Tuesday, October 02, 2007

Capitalization and the Jew: A gauge of contempt

Two permises:

1. In English, the names of days of the week, months, languages are capitalized, as are demonyms, like Englishman, Arab, African. A demonym is a word that denotes the members of a people or the inhabitants of a place.

2. Contempt is intense form of disrespect. It is diffrent from hatred in that it is hierarachical. That is, contempt is connected to feelings of superiority. Condescension is a symptom of contempt. The target of contempt is considered as unmeriting of any value, beyond redemption, unworthy of being treated with equal respect.

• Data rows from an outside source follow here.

PR #5792, opened 2020-04-14
resolve #5787: Use this._super in #init method of widgets

### LINKED ISSUE #5787: Widgets: Missing this._super(cfg) call in init method of a few widgets
While working on the type declarations for the JavaScript API, I noticed a few widgets are missing the call to `this._super(cfg)` in the init method. Is that intentional? The [init method](https://github.com/primefaces/primefaces/blob/master/src/main/resources/META-INF/resources/primefaces/core/core.widget.js#L74) from the BaseWidget doesn't seem to be doing anything harmful

This results in a few properties such as `widgetVar` and `jq` not being set (violating the Liskov substitution principle unless those properties are made optional in `BaseWidget`), and repeats some boilerplate such as `this.jqId = PrimeFaces.escapeClientId(this.id)`.

Following widgets are missing the super call:

- [BlockUI](https://github.com/primefaces/primefaces/blob/master/src/main/resources/META-INF/resources/primefaces/blockui/blockui.js#L7)
- [DefaultCommand](https://github.com/primefaces/primefaces/blob/master/src/main/resources/META-INF/resources/primefaces/forms/forms.defaultcommand.js#L7)
- [Draggable](https://github.com/primefaces/primefaces/blob/master/src/main/resources/META-INF/resources/primefaces/dragdrop/dragdrop.js#L7) (`this.jq` is set to the target, should probably use `this.jqTarget`  for that)
- [Droppable](https://github.com/primefaces/primefaces/blob/master/src/main/resources/META-INF/resources/primefaces/dragdrop/dragdrop.js#L44) (`this.jq` is set to the target, should probably use `this.jqTarget`  for that)
- [Effect](https://github.com/primefaces/primefaces/blob/master/src/main/resources/META-INF/resources/primefaces/effect/effect.js#L7)
- [Growl](https://github.com/primefaces/primefaces/blob/master/src/main/resources/META-INF/resources/primefaces/growl/growl.js#L7)
- [KeyFilter](https://github.com/primefaces/primefaces/blob/master/src/main/resources/META-INF/resources/primefaces/keyfilter/1-keyfilter.js#L9)
- [Paginator](https://github.com/primefaces/primefaces/blob/master/src/main/resources/META-INF/resources/primefaces/paginator/paginator.js#L4) (pretty strange - `this.id` is an array of the IDs of all paginators [such as the top and bottom of a data list] which is incompatible with the `BaseWidget` super type; setting `id` to the first id and adding `this.extraIds` could help)
- [Poll](https://github.com/primefaces/primefaces/blob/master/src/main/resources/META-INF/resources/primefaces/poll/poll.js#L7)
- [Resizable](https://github.com/primefaces/primefaces/blob/master/src/main/resources/META-INF/resources/primefaces/resizable/resizable.js#L7)
- [Tooltip](https://github.com/primefaces/primefaces/blob/master/src/main/resources/META-INF/resources/primefaces/tooltip/tooltip.js#L7)
- [Watermark](https://github.com/primefaces/primefaces/blob/master/src/main/resources/META-INF/resources/primefaces/watermark/watermark.js#L7)

blutorange:
See #5787

* Added `this._super(cfg)` to the init method of the widgets mentioned in the issue above
* Removed the following lines from the individual widgets as it's done by `BaseWidget#init`:
    * `this.removeScriptElement(this.id)`
    * `this.cfg = cfg;`
    * `this.id = cfg.id;`
    * `this.jqId = PrimeFaces.escapeClientId(this.id); `
* Draggable & Resize
    * For consistency, `BaseWidget#jq` should be the element with the id `BaseWidget#jqId`
    * But these two widgets set `this.jqId = PrimeFaces.escapeClientId(this.id);` and `this.jq = $(PrimeFaces.escapeClientId(this.cfg.target));`
    * :point_right: I changed that to `this.jqTarget = $(PrimeFaces.escapeClientId(this.cfg.target));`
 * Paginator: `cfg.id` is an array of IDs
    * :point_right: I modified `BaseWidget#init` so that it works regardless of whether `cfg.id` is a `string` or `string[]`

### DIFF
--- a/src/main/resources/META-INF/resources/primefaces/blockui/blockui.js
+++ b/src/main/resources/META-INF/resources/primefaces/blockui/blockui.js
@@ -4,9 +4,8 @@
 PrimeFaces.widget.BlockUI = PrimeFaces.widget.BaseWidget.extend({
     
     init: function(cfg) {
-        this.cfg = cfg;
-        this.id = this.cfg.id;
-        this.jqId = PrimeFaces.escapeClientId(this.id);
+        this._super(cfg);
+
         this.block = PrimeFaces.expressions.SearchExpressionFacade.resolveComponentsAsSelector(this.cfg.block);
         this.content = $(this.jqId);
         this.cfg.animate = (this.cfg.animate === false)? false : true;
@@ -21,8 +20,6 @@ PrimeFaces.widget.BlockUI = PrimeFaces.widget.BaseWidget.extend({
         if(this.cfg.blocked) {
             this.show();
         }
-
-        this.removeScriptElement(this.id);
     },
             
     refresh: function(cfg) {
--- a/src/main/resources/META-INF/resources/primefaces/core/core.widget.js
+++ b/src/main/resources/META-INF/resources/primefaces/core/core.widget.js
@@ -74,14 +74,21 @@ if (!PrimeFaces.widget) {
         init: function(cfg) {
             this.cfg = cfg;
             this.id = cfg.id;
-            this.jqId = PrimeFaces.escapeClientId(this.id);
+            if ($.isArray(this.id)) {
+                this.jqId = $.map(this.id, function(id) {
+                    return PrimeFaces.escapeClientId(id);
+                }).join(",");
+            }
+            else {
+                this.jqId = PrimeFaces.escapeClientId(this.id);
+            }
             this.jq = $(this.jqId);
             this.widgetVar = cfg.widgetVar;
             this.destroyListeners = [];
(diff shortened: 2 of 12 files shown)


melloware (approved):

tandraschko:
+1
can you retest the showcase @melloware?

blutorange:
jfyi I tested the changes against the showcase, but an independent test would be great :)

melloware:
yep i am checking

melloware:
Confirmed this all looks good. Merging.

Jeffrey Goldberg writes a review of the Mearsheimer and Walt’s modernized medieval tractate, which is an enhanced, expanded and bloated version of an article they published last spring in the London Review of Books, in which he mentions:

“In the article, the word "lobby" was ominously capitalized, Robert Ludlum style, as "the Lobby," to connote the perfect grip of pro-Israel activists upon Washington. In their new book, which builds on (and worsens) that earlier work, Mearsheimer and Walt lower-case the word "lobby," as a small tribute, I suppose, to the reality-based community.”

I thought of some ironical precedents about Jews and the problem of capitalization.

For example, Holocaust spelled holocaust when referring to the Sho’ah, has come to assume intent at pejoration. According to the ADL, in the 2001 U.N. World Conference Against Racism, “The term has been downgraded by spelling it with a lower-case "h" and pluralizing it as "holocaust(s). This trivializes the Holocaust and the memory of its victims. Just as terms like genocide are used to describe specific events, the Holocaust was a unique example of anti-Semitism leading to a state-engineered extermination of an entire people.”

Most readers probably don’t even notice this small nuance. But once you have become aware, try noticing who uses the capitalized H Holocaust, and who prefers the lower-case holocaust. There might be lesson in it.

Another example came to mind, concerning capitalization.

Remember the definition of capitalization and its usage, which open this post? That in English, the names of demonyms like Englishman, Arab, African, are capitalized?

T.S. Eliot had some problems with Jews. By which I mean, he was pretty obviously an antisemite who wrote unflinchingly that "any large number of free-thinking Jews (is) undesirable”.

And his scintillating poetry is laced with the most palpably poetical loathing of Jews that was ever inspired by a genuine muse. As in:

Gerontion

My house is a decayed house,

And the jew squats on the window sill, the owner,

Spawned in some estaminet of Antwerp,

Blistered in Brussels, patched and peeled in London.



Or in:



Burbank with a Baedeker: Bleistein with a Cigar

On the Rialto once.

The rats are underneath the piles.

The jew is underneath the lot.

Money in furs.


Notice anything? The “Jew” is not capitalized. What can it mean, when English clearly regulates that a demonym or gentilic, that is, a word that designates the members of a people or the inhabitants of a place, be capitalized? Does Eliot regard Jews as non-people? As not meriting the designation of people? I’m not too keen on guessing his intent but what comes forth clearly is that it is means to express some repugnance.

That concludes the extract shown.